__Work to be completed__
Which lines have the string "packages"? Copy all of them from the entries below.

[Stored items]

= Beginning of Section =

PR #843, opened 2026-08-19
feat: support iOS launch arguments

szdziedzic:
## What changed

- add an optional `launchArgs` array to the `launch-app` and `restart-app` tool schemas
- forward those arguments as discrete argv values after the bundle ID for local and remote Apple simulator launches
- cover launch and restart behavior on both `xcrun simctl` and `sim-remote simctl`

## Why

Some simulator workflows need process arguments at launch time, for example to override `UserDefaults` without modifying or rebuilding an app:

```json
{
  "udid": "remote:<udid>",
  "bundleId": "dev.example.app",
  "launchArgs": [
    "-EXDevMenuIsOnboardingFinished",
    "1",
    "-EXDevMenuShowsAtLaunch",
    "0"
  ]
}
```

The remote simctl helper already accepted trailing launch arguments, but the public lifecycle tools did not expose or forward them. This made the capability unavailable through Argent, including hosted EAS Simulator sessions.

## Impact

Callers can now supply launch-time feature flags and preference overrides through both `launch-app` and `restart-app`. Existing calls remain unchanged when `launchArgs` is omitted. Non-Apple platforms ignore the field as documented.

## Validation

- `npm run build`
- `npm run lint`
- `npm test -w @argent/tool-server -- --run test/ios-launch-args.test.ts test/launch-restart-system-app.test.ts test/launch-restart-tvos.test.ts test/restart-app-android-activity.test.ts` (20 tests)

### DIFF
--- a/packages/tool-server/src/tools/launch-app/index.ts
+++ b/packages/tool-server/src/tools/launch-app/index.ts
@@ -41,6 +41,12 @@ const zodSchema = z.object({
     .describe(
       "Android-only: fully-qualified Activity name (e.g. `.MainActivity` or `com.example/com.example.MainActivity`). If omitted on Android, the app's default launcher activity is used. Ignored on iOS / Chromium."
     ),
+  launchArgs: z
+    .array(z.string())
+    .optional()
+    .describe(
+      'Apple simulator-only: process arguments forwarded verbatim after the bundle id in `simctl launch`. Useful for launch-time feature flags and UserDefaults overrides such as `["-FeatureFlag", "YES"]`. Ignored on Android / Chromium / Vega.'
+    ),
 });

= End of Section =

__The answer__
--- a/packages/tool-server/src/tools/launch-app/index.ts
+++ b/packages/tool-server/src/tools/launch-app/index.ts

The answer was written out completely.